Kernel Foundry: AI optimizer achieves 100% GPU kernel correctness via evolution

Generating high-performance GPU kernels is notoriously difficult, requiring both algorithmic correctness and hardware-aware optimization. While LLMs show promise in code generation, they often produce kernels that are either correct but slow or fast but buggy. Kernel Foundry, developed by Zixuan Huang and colleagues, tackles this by combining LLM-generated code with a diagnosis-driven evolutionary search. The framework uses retrieval-augmented generation to produce initial candidate kernels, then refines them across multiple "islands" (parallel subpopulations) using structured error feedback. A centralized experience library accumulates optimization strategies, preventing redundant efforts. Crucially, the system includes explicit mechanisms to prevent cheating—ensuring that performance gains come from genuine kernel improvements, not shortcuts like skipping computations.

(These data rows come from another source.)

PR #3890, opened 2019-03-22
Bugfix: git repository recovery

mishaschwartz:
This builds on #3887 and #3869 so that git reclones local repos from the remote if the local repo does not exist or if the local repo is corrupted (the previous behaviour did not reclone if the local repo was missing entirely). 

Repos were (likely) missing because they were removed prior to being recloned (if an error was raised while trying to access the repo) and then if there was an error that occurred during recloning due to a concurrency conflict, the repo would never be recloned at all.

With this PR, if a git repo does not exist the user will initially receive a 500 error but then the repo will be recloned so the next time that page is revisited (refreshed) the page will load as normal. In the case where there are multiple successive failures, the user may have to refresh the page several times but eventually the repo should be recloned properly and exist in a stable state. 

This is meant as a temporary fix so that there is only a minor disruption for the user as opposed to a total failure which requires manually recloning the missing repo to fix.

### DIFF
--- a/app/lib/git_repository.rb
+++ b/app/lib/git_repository.rb
@@ -46,22 +46,22 @@ class GitRepository < Repository::AbstractRepository
   end
 
   def self.reclone_repo(connect_string)
-    begin
-      if File.exist? connect_string
-        bad_repo_path = "#{connect_string}.bad"
-        FileUtils.rm_rf(bad_repo_path)
-        FileUtils.mv(connect_string, bad_repo_path)
-      end
-      repo_path, _sep, repo_name = connect_string.rpartition(File::SEPARATOR)
-      bare_path = File.join(repo_path, 'bare', "#{repo_name}.git")
-      @repos = Rugged::Repository.clone_at(bare_path, connect_string)
-      m_logger = MarkusLogger.instance
-      m_logger.log "Recloned corrupted or missing git repo: #{connect_string}"
-    rescue StandardError
-      msg = "Failed to clone corrupted or missing git repo: #{connect_string}"
-      m_logger.log msg
-      raise msg
+    repo_path, _sep, repo_name = connect_string.rpartition(File::SEPARATOR)
+    bare_path = File.join(repo_path, 'bare', "#{repo_name}.git")
+    raise "Cannot reclone from non-existant bare repository #{bare_path}" unless Dir.exist?(bare_path)
+    if Dir.exist?(connect_string)
+      bad_repo_path = "#{connect_string}.bad"
+      FileUtils.rm_rf(bad_repo_path)
+      FileUtils.mv(connect_string, bad_repo_path)
     end
+    @repos = Rugged::Repository.clone_at(bare_path, connect_string)
+    m_logger = MarkusLogger.instance
+    m_logger.log "Recloned corrupted or missing git repo: #{connect_string}"
+  rescue StandardError
+    msg = "Failed to clone corrupted or missing git repo: #{connect_string}"
+    m_logger = MarkusLogger.instance
+    m_logger.log msg
+    raise
   end
 
   def self.do_commit(repo, author, message)
@@ -140,10 +140,12 @@ class GitRepository < Repository::AbstractRepository
 
   # static method that should yield to a git repo and then close it
   def self.access(connect_string)
-    repo = GitRepository.open(connect_string)
-    yield repo
-  ensure
-    repo&.close
+    begin
+      repo = GitRepository.open(connect_string)
+      yield repo
+    ensure
+      repo&.close
+    end
   end
 
   # static method that deletes the git repo
--- a/app/lib/git_repository.rb
+++ b/app/lib/git_repository.rb
@@ -140,7 +140,6 @@ class GitRepository < Repository::AbstractRepository
 
   # static method that should yield to a git repo and then close it
   def self.access(connect_string)
-    repo = nil
     repo = GitRepository.open(connect_string)
     yield repo
   ensure
--- a/app/lib/git_repository.rb
+++ b/app/lib/git_repository.rb
@@ -48,7 +48,7 @@ class GitRepository < Repository::AbstractRepository
   def self.reclone_repo(connect_string)
     repo_path, _sep, repo_name = connect_string.rpartition(File::SEPARATOR)
     bare_path = File.join(repo_path, 'bare', "#{repo_name}.git")
-    raise "Cannot reclone from non-existant bare repository #{bare_path}" unless Dir.exist?(bare_path)
+    raise 'Repository does not exist' unless Dir.exist?(bare_path)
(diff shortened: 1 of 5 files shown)


app/lib/git_repository.rb
```diff
@@ -38,17 +38,29 @@ def initialize(connect_string)
...
-    else
-      raise "Repository does not exist at path \"#{@repos_path}\""
+      repo_path, _sep, repo_name = connect_string.rpartition(File::SEPARATOR)
+      bare_path = File.join(repo_path, 'bare', "#{repo_name}.git")
+      @repos = Rugged::Repository.clone_at(bare_path, connect_string)
+      m_logger = MarkusLogger.instance
+      m_logger.log "Recloned corrupted or missing git repo: #{connect_string}"
+    rescue StandardError
+      msg = "Failed to clone corrupted or missing git repo: #{connect_string}"
+      m_logger.log msg
```
adisandro: You need to get MarkusLogger.instance again here, could be uninitialized.

app/lib/git_repository.rb
```diff
@@ -38,17 +38,29 @@ def initialize(connect_string)
...
                            #      we need to prevent the corruption instead/as well
+        GitRepository.reclone_repo(connect_string)
+      end
+    else
+      GitRepository.reclone_repo(connect_string)
+    end
+  end
+
+  def self.reclone_repo(connect_string)
+    begin
```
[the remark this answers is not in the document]
adisandro: I guess you could do like rubocop suggests: https://www.rubydoc.info/gems/rubocop/0.27.0/RuboCop/Cop/Style/RedundantBegin

app/lib/subversion_repository.rb
```diff
@@ -57,15 +57,21 @@ def self.create(connect_string, with_hooks: false)
   # Static method: Opens an existing Subversion repository
   # at location 'connect_string'
   def self.open(connect_string)
+    unless SubversionRepository.repository_exists?(location)
+      raise "Could not open repository at location #{location}"
+    end
     return SubversionRepository.new(connect_string)
```
adisandro: You could throw away the return while you're there

app/lib/subversion_repository.rb
```diff
@@ -57,15 +57,21 @@ def self.create(connect_string, with_hooks: false)
   # Static method: Opens an existing Subversion repository
   # at location 'connect_string'
   def self.open(connect_string)
+    unless SubversionRepository.repository_exists?(location)
+      raise "Could not open repository at location #{location}"
+    end
```
adisandro: Can you make it a one-liner just like for access?

app/lib/subversion_repository.rb
```diff
@@ -57,15 +57,21 @@ def self.create(connect_string, with_hooks: false)
...
   end
 
   # Static method: Yields an existing Subversion repository and closes it afterwards
   def self.access(connect_string)
-    repository = self.open(connect_string)
-    yield repository
-  ensure
-    repository.close
+    raise 'Respository does not exist' unless SubversionRepository.repository_exists? connect_string
+    begin
```
adisandro: You can remove the begin and do `repository&.close` in the ensure.

app/lib/memory_repository.rb
```diff
@@ -192,10 +192,13 @@ def get_all_revisions
 
   # Static method: Yields an existing Memory repository and closes it afterwards
   def self.access(connect_string)
-    repository = MemoryRepository.open(connect_string)
-    yield repository
-  ensure
-    repository.close
+    raise 'Respository does not exist' unless MemoryRepository.repository_exists? connect_string
```
adisandro: Can you port the one-liner to memory#open too?

app/lib/memory_repository.rb
```diff
@@ -192,10 +192,13 @@ def get_all_revisions
...
+    begin
```
adisandro: You can remove the begin and do `repository&.close` in the ensure.

app/lib/git_repository.rb
```diff
@@ -38,17 +38,29 @@ def initialize(connect_string)
         @repos.reset('origin/master', :hard) # align to whatever is in origin/master
       rescue StandardError # TODO this shouldn't be necessary. It catches the case when a local repo is corrupted,
                            #      we need to prevent the corruption instead/as well
+        GitRepository.reclone_repo(connect_string)
+      end
+    else
+      GitRepository.reclone_repo(connect_string)
```
adisandro: This is the only relevant comment, everything else is about style:

This makes it asymmetric with svn and memory, where we raise an exception instead.
I know what you're trying to do, but it would mean that even with an invalid connect_string (i.e. a repository that is not supposed to exist) you would try to reclone the repo over and over. Is this supposed to go away after we land a proper concurrency fix?

mishaschwartz: To your last question: yes (see the last paragraph of the original comment on the PR)

However, I'll update it so that it doesn't try to reclone if the bare repository doesn't exist for now as well.

app/lib/subversion_repository.rb
mishaschwartz: I think we need the begin in this case because we don't want the ensure to trigger if the RuntimeError is raised (before the `repository` variable is initialized)

app/lib/memory_repository.rb
mishaschwartz: same comment as above

app/lib/git_repository.rb
adisandro: Perfect, that'll do!

app/lib/subversion_repository.rb
adisandro: The `&.close` would just do nothing in that case, but again this is only style, both versions are valid. I was just trying to be consistent with Rubocop.

app/lib/git_repository.rb
```diff
@@ -38,20 +38,32 @@ def initialize(connect_string)
...
     else
-      raise "Repository does not exist at path \"#{@repos_path}\""
+      GitRepository.reclone_repo(connect_string)
     end
   end
 
+  def self.reclone_repo(connect_string)
+    repo_path, _sep, repo_name = connect_string.rpartition(File::SEPARATOR)
+    bare_path = File.join(repo_path, 'bare', "#{repo_name}.git")
+    raise "Cannot reclone from non-existant bare repository #{bare_path}" unless Dir.exist?(bare_path)
```
adisandro: Use the same message that is used in svn and memory, which should really be a single I18n entry in the future:
Respository does not exist

app/lib/subversion_repository.rb
adisandro: Disregard

mishaschwartz:
@david-yz-liu I have tested this offline and every time a repo is corrupted or missing, the re-clone results in a successful page load after a single refresh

On the KernelBench benchmark, Kernel Foundry achieves up to 100% correctness on Level 2 tasks (the hardest tier), significantly outperforming existing baselines like standalone LLMs and traditional auto-tuning. The multi-expert approach allows the system to handle diverse kernel types—from matrix operations to custom CUDA kernels—without manual intervention. This work bridges the gap between large language models and evolutionary optimization, offering a scalable solution for automatic kernel generation. Future applications could extend to custom accelerators, edge devices, and domain-specific processors, reducing the need for expert human tuning in high-performance computing.